Electric generators can be saviors during power outages—especially when things start to cool down outside like they are right now and into the winter. They can keep the heat and lights on, keep food from going bad, provide a sense of comfort and ease and so much more. However, it’s important to know that the operation of these units shouldn’t be handled by anyone who doesn’t know the proper safety precautions that go along with running a generator.

In one of our recent blog posts, we mentioned the importance of making sure your backup electric generator is in proper working order before the cold winter months arrive. This preparation should include many safety items to cross of the list as well.

According to the US Consumer Product Safety commission, electric generators are one of the biggest culprits when it comes to non-fire related CO (carbon monoxide) deaths and injuries in homes and apartments. Some studies even suggest that these units cause more CO related harm than furnaces, water heaters and ovens combined.

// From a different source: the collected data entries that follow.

PR #10314, opened 2024-11-09
fix(eslint-plugin): [await-thenable, return-await] don't flag awaiting unconstrained type parameter as unnecessary

### LINKED ISSUE #10311: Bug: [await-thenable] Don't flag values of an unconstrained type parameter

### Playground Link

https://typescript-eslint.io/play/#ts=5.6.2&fileType=.ts&code=IYZwngdgxgBAZgV2gFwJYHsIwO4CdgAOBAprgDwAqAfABQBuwANgsQFwwUCUMA3gFAwYuYsgS4swbMFTIYDZsQDcfAL5A&eslintrc=N4KABGBEBOCuA2BTAzpAXGUEKQAIBcBPABxQGNoBLY-AWhXkoDt8B6AQwHd3K78ALRE3YAjJOiiJo0APbRI4MAF8QSoA&tsconfig=N4KABGBEDGD2C2AHAlgGwKYCcDyiAuysAdgM6QBcYoEEkJemy0eAcgK6qoDCAFutAGsylBm3TgwAXxCSgA&tokens=false

### Repro Code

```TypeScript
async function wrapper<T>(value: T) {
  return await value;
}
```

### ESLint Config

```javascript
module.exports = {
  "rules": {
  }
}
```

### tsconfig

```jsonc
{
  "compilerOptions": {
    "strictNullChecks": true
  }
}
```

### Expected Result

The `await value` shouldn't be reported on. We don't know that `T` is or isn't a Promise/Thenable. I'd like to be able to use the `await` just in case it is.

### Actual Result

On the `await value`:

```plaintext
Unexpected `await` of a non-Promise (non-"Thenable") value.
```

### Additional Info

For a slightly more realistic reproduction, consider a function that `await`s the result of calling a function for a generic value:

```ts
type GetSomething<T> = (timestamp: number) => T;

async function wrapper<T>(getter: GetSomething<T>) {
  const timestamp = performance.now();

  // I'd like to await in here to preserve the call stack
  return await getter(timestamp);
}
```

Somewhat related: #8301, where it was noted that the rule intentionally ignores `any` and `unknown` values because there's no guarantee they aren't a Promise.

💖

ronami:
## PR Checklist

- [x] Addresses an existing open issue: fixes #10311

## Overview

This PR resolves #10311 and stops reporting on some type constraints (see [playground link](https://typescript-eslint.io/play/#ts=5.6.2&fileType=.ts&code=PTAEBcE8AcFNWgQwE6ILa3LZoDuBLcAC1ADsB7UAY3NIGdxV9TwAoROyUq0AMwFdu4fLQiwGARgA8AFQB8ACgBuiADb9YALlAyAlKADerUKGSZ%2ByUqES5EhUCvWwA3KwC%2BrViAgx4SVBhYOATEoAAGiKSQYaDkOGGCANYUuKQxNPSMdizsnNx8glTColgMAEyyoLAAHlikACZ0oEkppIqOGtp6hsam5pbWtvYdLu6eHFw8AkIiVqXgAMyVNXWN1lHtap06%2BkYmZuAWVjZ24A5box5eYPX4ZkXhkdGx8S3kqTFQcAgcdOK5kwKMxK4nAABZlBdtG9UrtegcjoNTucnK4rhN8tMirMxAwAKyQpzaJ5w-b9Y5DM4jNGsIA&eslintrc=N4KABGBEBOCuA2BTAzpAXGUEKQAIBcBPABxQGNoBLY-AWhXkoDt8B6AQwHd3K78ALRE3YAjJOiiJo0APbRI4MAF8QSoA&tsconfig=N4KABGBEDGD2C2AHAlgGwKYCcDyiAuysAdgM6QBcYoEEkJemy0eAcgK6qoDCAFutAGsylBm3TgwAXxCSgA&tokens=false)).

As per @kirkwaiblinger's [comment](https://github.com/typescript-eslint/typescript-eslint/issues/10311#issuecomment-2466115554), I shared common logic between `await-thenable` and `return-await`, so this fixes similar issues with both ([playground link for `return-await`](https://typescript-eslint.io/play/#ts=5.6.2&fileType=.ts&code=PTAEBcE8AcFNWgQwE6ILa3LZoDuBLcAC1ADsB7UAY3NIGdxV9TwAoROyUq0AMwFdu4fLQiwGARgA8AFQB8ACgBuiADb9YALlAyAlKADerUKGSZ%2ByUqES5EhUCvWwA3KwC%2BrViAgx4SVBhYOATEoAAGiKSQYaDkOGGCANYUuKQxNPSMdizsnNx8glTColgMAEyyoLAAHlikACZ0oEkppIqOGtp6hsam5pbWtvYdLu6eHFw8AkIiVqXgAMyVNXWN1lHtap06%2BkYmZuAWVjZ24A5box5eYPX4ZkXhkdGx8S3kqTFQcAgcdOK5kwKMxK4nAABZlBdtG9UrtegcjoNTucnK4rhN8tMirMxAwAKyQpzaJ5w-b9Y5DM4jNGsIA&eslintrc=N4KABGBEBOCuA2BTAzpAXGUEIHodQAEAXATwAcUBjaASzKIFoV4aA7InAQwHdObGiAC0StOAIyToovaK0gAacNkjFyVWvSbIW7HNERFYshjz5EpkRNGgB7aJCUBfEI6A&tsconfig=N4KABGBEDGD2C2AHAlgGwKYCcDyiAuysAdgM6QBcYoEEkJemy0eAcgK6qoDCAFutAGsylBm3TgwAXxCSgA&tokens=false)).

On top of not reporting on unconstrained type parameters, this also stops reporting on type parameters with valid constraints like `unknown` or `any` (not part of the original issue); please let me know if this is OK.

```ts
// type parameter with no constraint
async function test1<T>(value: T) {
  return await value;
}

// type parameter with `any` or `unknown` constraint
async function test2<T extends unknown>(value: T) {
  return await value;
}

async function test3<T extends any>(value: T) {
  return await value;
}

// direct `any` or `unknown` type pass
async function test4(value: unknown) {
  return await value;
}

async function test5(value: any) {
  return await value;
}
```

### DIFF
--- a/packages/eslint-plugin/src/util/needsToBeAwaited.ts
+++ b/packages/eslint-plugin/src/util/needsToBeAwaited.ts
@@ -17,26 +17,25 @@ export function needsToBeAwaited(
   node: ts.Node,
   type: ts.Type,
 ): Awaitable {
+  // can't use `getConstrainedTypeAtLocation` directly since it's bugged for
+  // unconstrained generics.
+  const constrainedType = !tsutils.isTypeParameter(type)
+    ? type
+    : checker.getBaseConstraintOfType(type);
+
+  // unconstrained generic types should be treated as unknown
+  if (constrainedType == null) {
+    return Awaitable.May;
+  }
+
   // `any` and `unknown` types may need to be awaited
-  if (isTypeAnyType(type) || isTypeUnknownType(type)) {
+  if (isTypeAnyType(constrainedType) || isTypeUnknownType(constrainedType)) {
     return Awaitable.May;
   }
 
   // 'thenable' values should always be be awaited
-  if (tsutils.isThenableType(checker, node, type)) {
+  if (tsutils.isThenableType(checker, node, constrainedType)) {
     return Awaitable.Always;
-  }
-
-  // recurse into a type parameter constraint
-  if (tsutils.isTypeParameter(type)) {
-    const constraint = type.getConstraint();
-
-    // if there's no constraint, this may need to be awaited
-    if (!constraint) {
-      return Awaitable.May;
-    }
-
-    return needsToBeAwaited(checker, node, constraint);
   }
 
   // anything else should not be awaited
--- a/packages/eslint-plugin/src/util/needsToBeAwaited.ts
+++ b/packages/eslint-plugin/src/util/needsToBeAwaited.ts
@@ -1,0 +1,44 @@
+import type * as ts from 'typescript';
+
+import {
+  isTypeAnyType,
+  isTypeUnknownType,
+} from '@typescript-eslint/type-utils';
+import * as tsutils from 'ts-api-utils';
+
+export enum Awaitable {
+  Always,
+  Never,
+  May,
+}
+
+export function needsToBeAwaited(
+  checker: ts.TypeChecker,
+  node: ts.Node,
+  type: ts.Type,
+): Awaitable {
+  // `any` and `unknown` types may need to be awaited
+  if (isTypeAnyType(type) || isTypeUnknownType(type)) {
+    return Awaitable.May;
+  }
+
+  // 'thenable' values should always be be awaited
+  if (tsutils.isThenableType(checker, node, type)) {
+    return Awaitable.Always;
+  }
+
+  // recurse into a type parameter constraint
+  if (tsutils.isTypeParameter(type)) {
+    const constraint = type.getConstraint();
+
+    // if there's no constraint, this may need to be awaited
+    if (!constraint) {
+      return Awaitable.May;
+    }
+
+    return needsToBeAwaited(checker, node, constraint);
+  }
+
+  // anything else should not be awaited
+  return Awaitable.Never;
+}
--- a/packages/eslint-plugin/src/rules/await-thenable.ts
+++ b/packages/eslint-plugin/src/rules/await-thenable.ts
@@ -58,8 +58,9 @@ export default createRule<[], MessageId>({
         }
 
         const originalNode = services.esTreeNodeToTSNodeMap.get(node);
+        const certainty = needsToBeAwaited(checker, originalNode, type);
 
-        if (needsToBeAwaited(checker, originalNode, type) === Awaitable.Never) {
+        if (certainty === Awaitable.Never) {
           context.report({
             node,
             messageId: 'await',
--- a/packages/eslint-plugin/src/rules/await-thenable.ts
+++ b/packages/eslint-plugin/src/rules/await-thenable.ts
@@ -3,12 +3,14 @@ import type { TSESLint, TSESTree } from '@typescript-eslint/utils';
 import * as tsutils from 'ts-api-utils';
 
 import {
+  Awaitable,
   createRule,
   getFixOrSuggest,
   getParserServices,
   isAwaitKeyword,
   isTypeAnyType,
   isTypeUnknownType,
+  needsToBeAwaited,
   nullThrows,
   NullThrowsReasons,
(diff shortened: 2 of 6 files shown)


JoshuaKGoldberg (dismissed):
Pacha from Emperor's New Groove giving a perfection sign with a hand. Caption: "PERFECTION!"

packages/eslint-plugin/src/util/needsToBeAwaited.ts
```diff
@@ -0,0 +1,44 @@
...
+    if (!constraint) {
+      return Awaitable.May;
+    }
+
+    return needsToBeAwaited(checker, node, constraint);
+  }
+
+  // anything else should not be awaited
+  return Awaitable.Never;
+}
```
kirkwaiblinger, line 44: hmm. We _should_ be able to use `getConstrainedTypeAtLocation` in the caller to solve this, rather than dealing with the type parameter constraint here, but unfortunately that function... doesn't really work on unconstrained generics, since it doesn't return an unknown type. Filed https://github.com/microsoft/TypeScript/issues/60475.

That said, I think let's try to match the implementation here as closely as possible to `getConstrainedTypeAtLocation()`, though... I'm thinking like this?

```suggestion
export function needsToBeAwaited(
  checker: ts.TypeChecker,
  node: ts.Node,
  type: ts.Type,
): Awaitable {
  // can't use `getConstrainedTypeAtLocation` directly since it's bugged for
  // unconstrained generics.
  const constrainedType = !tsutils.isTypeParameter(type)
    ? type
    : checker.getBaseConstraintOfType(type);

  // unconstrained generic types should be treated as unknown
  if (constrainedType == null) {
    return Awaitable.May;
  }

  // `any` and `unknown` types may need to be awaited
  if (isTypeAnyType(constrainedType) || isTypeUnknownType(constrainedType)) {
    return Awaitable.May;
  }

  // 'thenable' values should always be be awaited
  if (tsutils.isThenableType(checker, node, constrainedType)) {
    return Awaitable.Always;
  }

  // anything else should not be awaited
  return Awaitable.Never;
}
```

Note that writing it without recursion (like `getConstrainedTypeAtLocation`) assumes that descending into a constraint is idempotent.... and, if it's not, then we better fix that for `getConstrainedTypeAtLocation` too! (I'm wondering if that's indeed the case for generics whose constraint is another generic 🤔 maybe a bugged test case can be devised for this and we can file a new issue to fix it in both places if so)

kirkwaiblinger (changes requested):
Just minor changes requested. Looks great!

packages/eslint-plugin/src/util/needsToBeAwaited.ts
ronami: Should I add a TODO for refactor this to use `getConstrainedTypeAtLocation()` once the `unknown` type is available on `ts.TypeChecker`?

kirkwaiblinger: I'd say no TODO comment, but just file a repo maintenance followup issue that's a catch-all for investigating edge cases around unconstrained generics in both `getConstrainedTypeAtLocation` and mention this discussion/`needsToBeAwaited`. There's a bit of bug-hunting I want to do with the current impl of `getConstrainedTypeAtLocation` too. 

Unfortunately even if TS adds `checker.getUnknownType()` we still have to wait until we drop support for the latest TS version that doesn't have it yet in order to actually use it, which is >= 2 years from now 🫤

bradzacher (approved):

There’s a long list of items that owners of electric generators should keep in mind before, during and after using this equipment—all of which should be carefully read and understood from the generator’s owner’s manual. But, we thought we’d share a few tips on the blog to keep in mind on this topic.

  • Keep electric generators a safe distance away from your house. Generators should always be kept outside at least 20 feet from any space in which people live or spend a lot of time. This safe distance prevents inhalation of this harmful, odorless gas and can prevent other accidents associated with generators.
  • Never place a running generator inside an enclosed space. While it may seem like common sense to avoid, many electric generator owners leave this equipment in enclosed areas such as garages and sheds while running. Even if doors are open in these enclosures, CO from the generators can build up quickly air and cause a great deal of harm, or worse.
  • Make sure your CO detector is on and working. Whenever you find yourself in need of an electric generator, it’s a good idea to make it a habit to test your home’s carbon monoxide detectors before use. Even if you’re sure it’s in proper working order, a simple double-check test can’t hurt.
  • Hire a professional electrician or contractor to install it correctly. Professionals, such as our team at BelRed, have a high level of training when it comes to these types of home safety issues. Aside from risks of carbon monoxide poisoning, electric generator installation comes with risks of electrocution. Make sure your generator is properly installed if it’s hooked up to a permanent power source for your home.

We hope you’re able to avoid major power outages, but unfortunately that’s next to impossible over a long period of time. It’s always good to be prepared with equipment like electric generators. It’s even better to make sure you’re properly prepared to use them.